> **Recorded information**:
[Start of Attachment]
PR #2781, opened 2022-09-02
PEP 249: Replace StandardError with Exception

### LINKED ISSUE #2776: PEP 249 refers to StandardError (gone in Python 3)
PEP 249 / DB API 2.0 refers to the StandardError Python exception as the starting point for its exception hierarchy, but this exception is gone in Python 3.

malemburg:
To avoid confusion when using the DB-API 2.0 in the context of Python 3.

Add a note about a future upgrade to the Warning base class.

Fixes #2776.

### DIFF
--- a/pep-0249.txt
+++ b/pep-0249.txt
@@ -1295,17 +1295,16 @@ Footnotes
     ``WHERE`` clause, or clearly document a different interpretation
     of the ``.rowcount`` attribute.
 
-.. [10] In Python 2 and earlier versions of this PEP,
-    ``exceptions.StandardError`` was used as the base class for all
-    DB-API exceptions. Since ``StandardError`` was removed in Python 3,
-    database modules targeting Python 3 should use
-    ``exception.Exception`` as base class instead. Both
-    ``StandardError`` and ``Exception`` are available as builtin
-    objects, so it is not necessary to import the ``exceptions`` module
-    for this. The PEP was updated to use ``Exception`` throughout the
-    text, to avoid confusion. The change should not affect existing
-    modules or uses of those modules, since all DB-API error exception
-    classes are still rooted at the ``Error`` or ``Warning`` classes.
+.. [10] In Python 2 and earlier versions of this PEP, ``StandardError``
+    was used as the base class for all DB-API exceptions. Since
+    ``StandardError`` was removed in Python 3, database modules
+    targeting Python 3 should use ``Exception`` as base class instead.
+    Both ``StandardError`` and ``Exception`` are available as builtin
+    exception objects. The PEP was updated to use ``Exception``
+    throughout the text, to avoid confusion. The change should not
+    affect existing modules or uses of those modules, since all DB-API
+    error exception classes are still rooted at the ``Error`` or
+    ``Warning`` classes.
 
 .. [11] In a future revision of the DB-API, the base class for
     ``Warning`` will likely change to the builtin ``Warning`` class. At
--- a/pep-0249.txt
+++ b/pep-0249.txt
@@ -118,7 +118,7 @@ exceptions or subclasses thereof:
 `Warning`_
     Exception raised for important warnings like data truncations
     while inserting, etc. It must be a subclass of the Python
-    ``StandardError`` (defined in the module exceptions).
+    ``Exception`` [10]_ [11]_.
 
 
 .. _Error:
@@ -128,7 +128,7 @@ exceptions or subclasses thereof:
     exceptions. You can use this to catch all errors with one single
     ``except`` statement. Warnings are not considered errors and thus
     should not use this class as base. It must be a subclass of the
-    Python ``StandardError`` (defined in the module exceptions).
+    Python ``Exception`` [10]_.
 
 
 .. _InterfaceError:
@@ -201,8 +201,8 @@ exceptions or subclasses thereof:
 
 This is the exception inheritance layout::
 
-    StandardError
-    |__Warning
+    Exception [10]_
+    |__Warning [11]_
     |__Error
        |__InterfaceError
        |__DatabaseError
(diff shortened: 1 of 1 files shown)


vstinner:
cc @erlend-aasland

vstinner:
cc @methane

Rosuav:
LGTM. Not sure the Py2 historical note is going to matter much but it's good to have it in case anyone's wondering as they make upgrades.

malemburg:
Posted RFC to DB-SIG: https://mail.python.org/pipermail/db-sig/2022-September/006329.html

pep-0249.txt
```diff
@@ -1297,6 +1295,23 @@ Footnotes
     ``WHERE`` clause, or clearly document a different interpretation
     of the ``.rowcount`` attribute.
 
+.. [10] In Python 2 and earlier versions of this PEP,
+    ``exceptions.StandardError`` was used as the base class for all
+    DB-API exceptions. Since ``StandardError`` was removed in Python 3,
+    database modules targeting Python 3 should use
+    ``exception.Exception`` as base class instead. Both
```
anthony-tuininga, line 1302: Python 3 doesn't have the ``exceptions`` module either!

```
import exceptions
ModuleNotFoundError: No module named 'exceptions'
```

malemburg: Good point :-)

pep-0249.txt
```diff
@@ -1297,6 +1295,22 @@ Footnotes
     ``WHERE`` clause, or clearly document a different interpretation
     of the ``.rowcount`` attribute.
 
+.. [10] In Python 2 and earlier versions of this PEP, ``StandardError``
+    was used as the base class for all DB-API exceptions. Since
+    ``StandardError`` was removed in Python 3, database modules
+    targeting Python 3 should use ``Exception`` as base class instead.
+    Both ``StandardError`` and ``Exception`` are available as builtin
```
zware, line 1302: `StandardError` was removed as mentioned in the previous sentence, it isn't a builtin :)

malemburg: I guess it's better to remove that sentence altogether. I mentioned it, since I had removed the import of the exceptions module (for Python 2).

erlend-aasland (approved):

pep-0249.txt
```diff
@@ -1297,6 +1295,20 @@ Footnotes
...
+    targeting Python 3 should use ``Exception`` as base class instead.
+    The PEP was updated to use ``Exception`` throughout the text, to
+    avoid confusion. The change should not affect existing modules or
+    uses of those modules, since all DB-API error exception classes are
+    still rooted at the ``Error`` or ``Warning`` classes.
+
+.. [11] In a future revision of the DB-API, the base class for
+    ``Warning`` will likely change to the builtin ``Warning`` class. At
+    the time of writing of the DB-API 2.0 in 1999, the warning framework
+    in Python had not yet existed.
```
AA-Turner, line 1310: Minor on grammar:
```suggestion
    in Python did not yet exist.
```

pep-0249.txt
```diff
@@ -201,8 +201,8 @@ exceptions or subclasses thereof:
 
 This is the exception inheritance layout::
```
AA-Turner, line 203: This currently renders as:
image

I don't imagine you want that, so I'd suggest changing to "text" (no highlighting) and removing the underscores from the footnotes, as they won't be interpreted as reStructuredText.

```suggestion
This is the exception inheritance layout:

.. code-block:: text
```

pep-0249.txt
```diff
@@ -201,8 +201,8 @@ exceptions or subclasses thereof:
...
 
-    StandardError
-    |__Warning
+    Exception [10]_
+    |__Warning [11]_
```
AA-Turner, line 205: (per above)
```suggestion
    Exception [10]
    |__Warning [11]
```

AA-Turner (approved):

CAM-Gerlach:
Late to the party, was busy with the Artemis 1 launch, but just FYI as of #2702 you can now use intersphinx links to be able to do e.g. `` :exc:`Exception` ``, etc, which will not only format it as an exception, but also link to the relevant exception, if you want.

malemburg:
On 14.09.2022 05:27, C.A.M. Gerlach wrote:
> Late to the party, was busy with the Artemis 1 launch, but just FYI as 
> of #2702 <https://github.com/python/peps/pull/2702> you can now use 
> intersphinx links to be able to do e.g. |:exc:`Exception`|, etc, which 
> will not only format it as an exception, but also link to the relevant 
> exception, if you want.

Thanks for the tip.

Is there a reference somewhere of what formatting can be used for PEPs ?

-- 
Marc-Andre Lemburg
http://www.malemburg.com/

CAM-Gerlach:
Yup, its standard Sphinx reST;  PEP-12 both gives an intro to reST as well as PEP-specific guidance, but per #2337 I've been meaning to update it to focus just on the latter and for the rest, refer to the more complete and up to date [Sphinx reST primer](https://www.sphinx-doc.org/en/master/usage/restructuredtext/basics.html) (which itself is just a mildly updated version of the [reST primer in the CPython devguide](https://devguide.python.org/documentation/markup/), not to be confused with the earlier and more limited [docutils reST primer](https://docutils.sourceforge.io/docs/user/rst/quickstart.html)). There's also the docutils [Quick Reference](https://docutils.sourceforge.io/docs/user/rst/quickref.html) and [full reference](https://docutils.sourceforge.io/docs/ref/rst/restructuredtext.html) to basic reST, and the Sphinx [Directives](https://www.sphinx-doc.org/en/master/usage/restructuredtext/directives.html), [Domains](https://www.sphinx-doc.org/en/master/usage/restructuredtext/domains.html) and [Roles](https://www.sphinx-doc.org/en/master/usage/restructuredtext/roles.html) pages for the constructs Sphinx adds.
[End of Attachment]
> **Exercise brief**:
Retype every line of the listing, word for word, from its opening line to the line that holds "PEP 249 / DB", and include that last line too.

> **Answer for this exercise**:
PR #2781, opened 2022-09-02
PEP 249: Replace StandardError with Exception

### LINKED ISSUE #2776: PEP 249 refers to StandardError (gone in Python 3)
PEP 249 / DB API 2.0 refers to the StandardError Python exception as the starting point for its exception hierarchy, but this exception is gone in Python 3.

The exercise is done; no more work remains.